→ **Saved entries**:
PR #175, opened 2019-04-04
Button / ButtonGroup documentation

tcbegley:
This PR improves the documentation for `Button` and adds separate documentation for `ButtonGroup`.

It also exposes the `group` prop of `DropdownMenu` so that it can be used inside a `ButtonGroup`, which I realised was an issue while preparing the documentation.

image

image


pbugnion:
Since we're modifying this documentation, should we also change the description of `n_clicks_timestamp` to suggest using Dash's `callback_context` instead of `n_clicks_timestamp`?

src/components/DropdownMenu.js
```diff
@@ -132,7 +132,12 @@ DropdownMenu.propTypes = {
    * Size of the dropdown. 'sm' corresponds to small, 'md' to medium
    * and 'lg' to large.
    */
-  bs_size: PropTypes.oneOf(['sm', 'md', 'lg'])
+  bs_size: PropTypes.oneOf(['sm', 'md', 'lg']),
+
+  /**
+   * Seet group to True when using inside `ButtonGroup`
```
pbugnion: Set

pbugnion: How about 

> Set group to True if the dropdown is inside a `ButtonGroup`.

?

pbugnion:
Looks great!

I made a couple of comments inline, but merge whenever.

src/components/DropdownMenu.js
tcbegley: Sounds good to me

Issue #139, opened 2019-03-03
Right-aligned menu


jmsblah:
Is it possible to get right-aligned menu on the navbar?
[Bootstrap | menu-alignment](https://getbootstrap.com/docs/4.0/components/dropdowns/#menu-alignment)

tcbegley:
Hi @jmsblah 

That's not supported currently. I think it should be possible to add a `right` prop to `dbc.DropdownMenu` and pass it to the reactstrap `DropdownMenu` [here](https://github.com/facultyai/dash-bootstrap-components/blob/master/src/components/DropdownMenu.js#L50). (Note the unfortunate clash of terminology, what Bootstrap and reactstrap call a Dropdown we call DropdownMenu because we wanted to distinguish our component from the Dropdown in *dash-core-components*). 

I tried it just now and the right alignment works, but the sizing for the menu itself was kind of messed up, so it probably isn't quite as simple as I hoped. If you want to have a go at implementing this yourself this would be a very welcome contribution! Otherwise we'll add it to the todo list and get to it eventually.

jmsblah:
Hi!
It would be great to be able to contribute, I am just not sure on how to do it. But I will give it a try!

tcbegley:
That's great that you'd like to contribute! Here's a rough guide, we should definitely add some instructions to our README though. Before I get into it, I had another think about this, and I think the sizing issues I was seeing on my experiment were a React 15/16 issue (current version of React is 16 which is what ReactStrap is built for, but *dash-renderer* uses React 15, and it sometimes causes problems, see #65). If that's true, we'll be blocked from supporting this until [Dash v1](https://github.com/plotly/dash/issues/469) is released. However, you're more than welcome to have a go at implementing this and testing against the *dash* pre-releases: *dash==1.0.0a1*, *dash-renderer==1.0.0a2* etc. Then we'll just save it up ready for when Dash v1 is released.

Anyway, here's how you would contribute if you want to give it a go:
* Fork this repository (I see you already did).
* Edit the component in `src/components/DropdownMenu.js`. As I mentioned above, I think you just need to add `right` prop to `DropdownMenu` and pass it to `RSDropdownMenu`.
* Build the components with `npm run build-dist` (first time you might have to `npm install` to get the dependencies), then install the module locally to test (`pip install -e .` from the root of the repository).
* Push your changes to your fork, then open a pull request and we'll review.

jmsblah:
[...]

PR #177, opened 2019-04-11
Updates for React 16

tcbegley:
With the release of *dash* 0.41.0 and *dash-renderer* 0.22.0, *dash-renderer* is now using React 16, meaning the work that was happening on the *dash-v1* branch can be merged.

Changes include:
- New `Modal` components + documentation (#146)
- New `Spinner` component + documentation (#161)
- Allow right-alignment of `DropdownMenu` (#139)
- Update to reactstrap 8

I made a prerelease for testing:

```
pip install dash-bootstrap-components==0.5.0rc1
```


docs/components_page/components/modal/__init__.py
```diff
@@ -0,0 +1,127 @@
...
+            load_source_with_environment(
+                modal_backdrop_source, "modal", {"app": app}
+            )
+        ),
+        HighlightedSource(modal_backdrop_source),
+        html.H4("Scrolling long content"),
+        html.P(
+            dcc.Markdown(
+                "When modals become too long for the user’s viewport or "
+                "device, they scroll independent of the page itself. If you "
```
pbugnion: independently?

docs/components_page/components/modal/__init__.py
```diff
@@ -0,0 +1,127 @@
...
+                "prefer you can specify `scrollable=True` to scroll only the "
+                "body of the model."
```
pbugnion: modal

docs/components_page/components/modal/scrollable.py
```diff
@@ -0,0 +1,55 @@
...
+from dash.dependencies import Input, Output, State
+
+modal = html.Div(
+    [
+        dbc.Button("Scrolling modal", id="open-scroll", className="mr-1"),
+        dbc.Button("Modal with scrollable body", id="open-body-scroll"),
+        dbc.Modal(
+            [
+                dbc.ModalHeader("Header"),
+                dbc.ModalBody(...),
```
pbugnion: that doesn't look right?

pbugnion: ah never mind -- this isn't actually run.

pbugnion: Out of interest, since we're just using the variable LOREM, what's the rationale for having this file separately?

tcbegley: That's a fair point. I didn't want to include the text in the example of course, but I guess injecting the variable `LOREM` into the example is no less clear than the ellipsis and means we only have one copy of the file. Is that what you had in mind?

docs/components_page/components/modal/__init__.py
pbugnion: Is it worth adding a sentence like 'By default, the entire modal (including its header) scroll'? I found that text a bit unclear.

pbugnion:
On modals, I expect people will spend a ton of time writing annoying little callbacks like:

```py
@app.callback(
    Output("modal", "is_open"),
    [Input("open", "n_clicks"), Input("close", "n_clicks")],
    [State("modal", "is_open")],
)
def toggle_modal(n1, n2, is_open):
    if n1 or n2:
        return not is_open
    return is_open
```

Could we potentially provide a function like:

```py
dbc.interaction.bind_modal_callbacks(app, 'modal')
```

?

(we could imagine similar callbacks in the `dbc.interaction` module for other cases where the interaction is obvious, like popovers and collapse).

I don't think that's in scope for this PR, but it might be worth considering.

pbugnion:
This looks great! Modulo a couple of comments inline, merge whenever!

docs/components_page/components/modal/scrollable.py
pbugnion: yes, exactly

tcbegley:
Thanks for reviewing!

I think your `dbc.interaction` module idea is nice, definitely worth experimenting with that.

→ **EXERCISE PROMPT**:
Retype the data precisely.

→ **RESPONSE AREA**:
PR #175, opened 2019-04-04
Button / ButtonGroup documentation

tcbegley:
This PR improves the documentation for `Button` and adds separate documentation for `ButtonGroup`.

It also exposes the `group` prop of `DropdownMenu` so that it can be used inside a `ButtonGroup`, which I realised was an issue while preparing the documentation.

image

image


pbugnion:
Since we're modifying this documentation, should we also change the description of `n_clicks_timestamp` to suggest using Dash's `callback_context` instead of `n_clicks_timestamp`?

src/components/DropdownMenu.js
```diff
@@ -132,7 +132,12 @@ DropdownMenu.propTypes = {
    * Size of the dropdown. 'sm' corresponds to small, 'md' to medium
    * and 'lg' to large.
    */
-  bs_size: PropTypes.oneOf(['sm', 'md', 'lg'])
+  bs_size: PropTypes.oneOf(['sm', 'md', 'lg']),
+
+  /**
+   * Seet group to True when using inside `ButtonGroup`
```
pbugnion: Set

pbugnion: How about 

> Set group to True if the dropdown is inside a `ButtonGroup`.

?

pbugnion:
Looks great!

I made a couple of comments inline, but merge whenever.

src/components/DropdownMenu.js
tcbegley: Sounds good to me

Issue #139, opened 2019-03-03
Right-aligned menu


jmsblah:
Is it possible to get right-aligned menu on the navbar?
[Bootstrap | menu-alignment](https://getbootstrap.com/docs/4.0/components/dropdowns/#menu-alignment)

tcbegley:
Hi @jmsblah 

That's not supported currently. I think it should be possible to add a `right` prop to `dbc.DropdownMenu` and pass it to the reactstrap `DropdownMenu` [here](https://github.com/facultyai/dash-bootstrap-components/blob/master/src/components/DropdownMenu.js#L50). (Note the unfortunate clash of terminology, what Bootstrap and reactstrap call a Dropdown we call DropdownMenu because we wanted to distinguish our component from the Dropdown in *dash-core-components*). 

I tried it just now and the right alignment works, but the sizing for the menu itself was kind of messed up, so it probably isn't quite as simple as I hoped. If you want to have a go at implementing this yourself this would be a very welcome contribution! Otherwise we'll add it to the todo list and get to it eventually.

jmsblah:
Hi!
It would be great to be able to contribute, I am just not sure on how to do it. But I will give it a try!

tcbegley:
That's great that you'd like to contribute! Here's a rough guide, we should definitely add some instructions to our README though. Before I get into it, I had another think about this, and I think the sizing issues I was seeing on my experiment were a React 15/16 issue (current version of React is 16 which is what ReactStrap is built for, but *dash-renderer* uses React 15, and it sometimes causes problems, see #65). If that's true, we'll be blocked from supporting this until [Dash v1](https://github.com/plotly/dash/issues/469) is released. However, you're more than welcome to have a go at implementing this and testing against the *dash* pre-releases: *dash==1.0.0a1*, *dash-renderer==1.0.0a2* etc. Then we'll just save it up ready for when Dash v1 is released.

Anyway, here's how you would contribute if you want to give it a go:
* Fork this repository (I see you already did).
* Edit the component in `src/components/DropdownMenu.js`. As I mentioned above, I think you just need to add `right` prop to `DropdownMenu` and pass it to `RSDropdownMenu`.
* Build the components with `npm run build-dist` (first time you might have to `npm install` to get the dependencies), then install the module locally to test (`pip install -e .` from the root of the repository).
* Push your changes to your fork, then open a pull request and we'll review.

jmsblah:
[...]

PR #177, opened 2019-04-11
Updates for React 16

tcbegley:
With the release of *dash* 0.41.0 and *dash-renderer* 0.22.0, *dash-renderer* is now using React 16, meaning the work that was happening on the *dash-v1* branch can be merged.

Changes include:
- New `Modal` components + documentation (#146)
- New `Spinner` component + documentation (#161)
- Allow right-alignment of `DropdownMenu` (#139)
- Update to reactstrap 8

I made a prerelease for testing:

```
pip install dash-bootstrap-components==0.5.0rc1
```


docs/components_page/components/modal/__init__.py
```diff
@@ -0,0 +1,127 @@
...
+            load_source_with_environment(
+                modal_backdrop_source, "modal", {"app": app}
+            )
+        ),
+        HighlightedSource(modal_backdrop_source),
+        html.H4("Scrolling long content"),
+        html.P(
+            dcc.Markdown(
+                "When modals become too long for the user’s viewport or "
+                "device, they scroll independent of the page itself. If you "
```
pbugnion: independently?

docs/components_page/components/modal/__init__.py
```diff
@@ -0,0 +1,127 @@
...
+                "prefer you can specify `scrollable=True` to scroll only the "
+                "body of the model."
```
pbugnion: modal

docs/components_page/components/modal/scrollable.py
```diff
@@ -0,0 +1,55 @@
...
+from dash.dependencies import Input, Output, State
+
+modal = html.Div(
+    [
+        dbc.Button("Scrolling modal", id="open-scroll", className="mr-1"),
+        dbc.Button("Modal with scrollable body", id="open-body-scroll"),
+        dbc.Modal(
+            [
+                dbc.ModalHeader("Header"),
+                dbc.ModalBody(...),
```
pbugnion: that doesn't look right?

pbugnion: ah never mind -- this isn't actually run.

pbugnion: Out of interest, since we're just using the variable LOREM, what's the rationale for having this file separately?

tcbegley: That's a fair point. I didn't want to include the text in the example of course, but I guess injecting the variable `LOREM` into the example is no less clear than the ellipsis and means we only have one copy of the file. Is that what you had in mind?

docs/components_page/components/modal/__init__.py
pbugnion: Is it worth adding a sentence like 'By default, the entire modal (including its header) scroll'? I found that text a bit unclear.

pbugnion:
On modals, I expect people will spend a ton of time writing annoying little callbacks like:

```py
@app.callback(
    Output("modal", "is_open"),
    [Input("open", "n_clicks"), Input("close", "n_clicks")],
    [State("modal", "is_open")],
)
def toggle_modal(n1, n2, is_open):
    if n1 or n2:
        return not is_open
    return is_open
```

Could we potentially provide a function like:

```py
dbc.interaction.bind_modal_callbacks(app, 'modal')
```

?

(we could imagine similar callbacks in the `dbc.interaction` module for other cases where the interaction is obvious, like popovers and collapse).

I don't think that's in scope for this PR, but it might be worth considering.

pbugnion:
This looks great! Modulo a couple of comments inline, merge whenever!

docs/components_page/components/modal/scrollable.py
pbugnion: yes, exactly

tcbegley:
Thanks for reviewing!

I think your `dbc.interaction` module idea is nice, definitely worth experimenting with that.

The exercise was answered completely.